Ryker, That is a pretty vague description but from what you gave me I doubt this is your deer unfortunately.


----------



## alpinebowman (Sep 24, 2007)

TTT


----------



## stealthwaterfowl (Oct 27, 2009)

Did you ever find the guy or did you get to keep it yourself? Pics???


----------



## DallanC (Jan 13, 2009)

stealthwaterfowl said:


> Did you ever find the guy or did you get to keep it yourself? Pics???


You cant take a buck you didnt kill. You can turn in the kill location to the DWR, and rarely, they will give it back if it died under normal causes (which it sounded like is not the case for this particular buck).

-DallanC


----------



## stealthwaterfowl (Oct 27, 2009)

DallanC said:


> stealthwaterfowl said:
> 
> 
> > Did you ever find the guy or did you get to keep it yourself? Pics???
> ...


Yeah I knew that, he did say he was going to try and get it through legal channels


----------



## alpinebowman (Sep 24, 2007)

Well nobody has claimed the buck so I will post some pics of it. He is a very unique buck as stated before and by the rough measurement of my alphamax 35 his is a little over 34" wide. 
I am going to go back and get some better pics of him as my camera was dying the first time. I will be contacting the DWR next week in hopes of recovering the head.

Enjoy,


----------



## swbuckmaster (Sep 14, 2007)

Hope the division let's you keep ken!
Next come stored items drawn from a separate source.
PR #533, opened 2024-03-23
update sponsor information page

aramboi:


artcz (approved):
LGTM! I think the deadlines look good enough to merge now; in case we have some updates from EXPO we can adjust the content later – most of the deadlines are in June/July anyway. The April deadline for 10% discount is already fixed.

PR #547, opened 2024-03-28
Add pre-commit checks and fix its complaints

### LINKED ISSUE #497: Investigate if we can add precommit hook for commiting large files to the repository accidentally
This is mostly to check if we don't add big binary files or images. 

We can also separately check this on CI.

egeakman:
Closes #497 

We can change the ``maxkb`` argument to our needs.

Added some handy checks as well.

Since we are using [``pre-commit``](https://pypi.org/p/pre-commit), we might want to add that to a ``requirements-dev.txt``.


patrick91:
@egeakman this is amazing, can we add some instructions to the readme for installing pre-commit?

Also, maybe it is worth adding https://pre-commit.ci/ to this repo, so we are sure we always run it 😊

we should also probably add prettier!

egeakman:
I think it's a good idea to add pre-commit.ci here. I can't add it though, maybe a repository admin can?

egeakman:
Prettier's result is pretty noisy, it changes ~43 files. I'll push the changes, but we probably should check the preview carefully.

patrick91:
@artcz would you be ok with pre-commit ci? we could do a github action, but pre-commit ci is faster and free 😊

egeakman:
Prettier somehow breaks it.

It turns;

``{/*`` into ``{/\*``

and

``*/}`` into ``\*/}``

egeakman:
Found lots of similar issues like [this](https://github.com/prettier/prettier/issues/15163) and [this](https://github.com/prettier/prettier/issues/12209)...

Turns out that ``prettier`` only supports MDX v1.

We can add an ignore flag to each problematic line, or we can simply skip all MDX files.

egeakman:
@patrick91 hi! I reduced the amount of changed/affected files by ~half.

``prettier`` now:
- doesn't touch the lock file,
- doesn't add a trailing comma everywhere,
- keeps the tab width consistently at 2 spaces

How should we proceed?

patrick91 (approved):
Awesome, thanks!

PR #549, opened 2024-04-01
Update website content

thepetk:
Updates programme content, removes the community voting deadline and adds a sponsor one


cmaureir (approved):

src/content/deadlines/00_cfp.mdx
```diff
@@ -1,10 +0,0 @@
----
```
patrick91, line 1: did you delete this because it shows on the home page? 😊

thepetk: yeap I'd like to remove that in favor of sponsors. Preview was ok but let me know if I have to update anything else!

patrick91: I've done that in code, so we can keep the deadlines, and only show the last 3 😊

thepetk:
Done!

You deserve it!

Sent from my DROIDX using Tapatalk


----------



## DallanC (Jan 13, 2009)

Wow that is unique. Did he look young or old and regressing?


-DallanC


----------



## waspocrew (Nov 26, 2011)

That's a crazy rack! I hope they let you keep it.


----------



## alpinebowman (Sep 24, 2007)

DallanC said:


> Wow that is unique. Did he look young or old and regressing?
> 
> -DallanC


I would say he was an old buck by the size of the body and head.


----------



## stealthwaterfowl (Oct 27, 2009)

Dang that is unique!! Do u think they may be more likely to let you have it since its not a trophy type buck?


----------



## pheaz (Feb 11, 2011)

Unique is right


----------



## alpinebowman (Sep 24, 2007)

Well some times a good deed does go unpunished. I now have the head sitting at my house with the legal paperwork to have it. OOO°)OO .

I will have to get some better measurements of it for you guys but he is 34 3/4" wide with main beams over 30" long and his G-2 is 18" long. Very excited to have him in my hands. I will also get some better pictures up.
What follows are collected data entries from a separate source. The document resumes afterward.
PR #557, opened 2024-04-07
Fix sponsor page for mobile view

### LINKED ISSUE #534: Sponsor tier layout
- On mobile (1080 x 2400) and laptop full HD, the ribbons are overshadowing "available" in the last four packages. 
image

- Platinum "X" is overlapping with the ribbon
image

egeakman:
- Fix the ribbon covering the text (a better looking solution would be nice instead of this fix)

A big thanks to Mike roach and John at the division for working with me and helping me out.


----------



## Cooky (Apr 25, 2011)

That is cool, congrats. Did they check his age?


----------



## alpinebowman (Sep 24, 2007)

Cooky said:


> That is cool, congrats. Did they check his age?


I am not sure but I know somebody that should be able to age him.


----------



## elk22hunter (Sep 7, 2007)

Has anyone seen my buck that I shot but couldn't recover? It is very unique with a crab claw on his left side and he is over 30 inches wide. I would have posted something sooner but my computer was broke...........anyone?


----------



## alpinebowman (Sep 24, 2007)

very funny elk but he certainly could have been wounded by an expandable Broad Head


----------



## ridgetop (Sep 13, 2007)

Congrats on your find.


----------



## HunterDavid (Sep 10, 2007)

So how long until we have more pics of a cleaned up buck?


----------



## alpinebowman (Sep 24, 2007)

Well took the head to bowdacious and he should have it all cleaned up in a little over a week. I will be sure to post up some pics of it then.


----------



## ut1031 (Sep 13, 2007)

Before Alpine took that set to be cleaned, he stopped by my house and whatever pics he posts will not do that brutus justice! Somewhere out there is a hunter that still sees this buck in his dreams/nightmares!!!!!!!
Great find AP..........


----------



## Bowdacious (Sep 16, 2007)

ut1031 said:


> Before Alpine took that set to be cleaned, he stopped by my house and whatever pics he posts will not do that brutus justice! Somewhere out there is a hunter that still sees this buck in his dreams/nightmares!!!!!!!
> Great find AP..........


AGREED! Pictures in no way do this monster justice. You have to see this buck to truly appreciate his greatness! In his glory days this buck was for sure king of the mountain. I measured him at nearly 38" with extremely thick, gnarly bases! GREAT buck and GREAT find!


----------



## alpinebowman (Sep 24, 2007)

Well I finally have some cleaned up pics for you guys. Thanks to Bowdacious and his great euro job. 
Enjoy,



























I still need to get him scored and aged but haven't had the time. I will give another update when that happens.


----------



## Last Man Standing (Dec 7, 2011)

Wow. Great pics AP. Congrats for an awesome find! I want to know how you talked them into letting you keep it.


----------



## alpinebowman (Sep 24, 2007)

Last Man Standing said:


> Wow. Great pics AP. Congrats for an awesome find! I want to know how you talked them into letting you keep it.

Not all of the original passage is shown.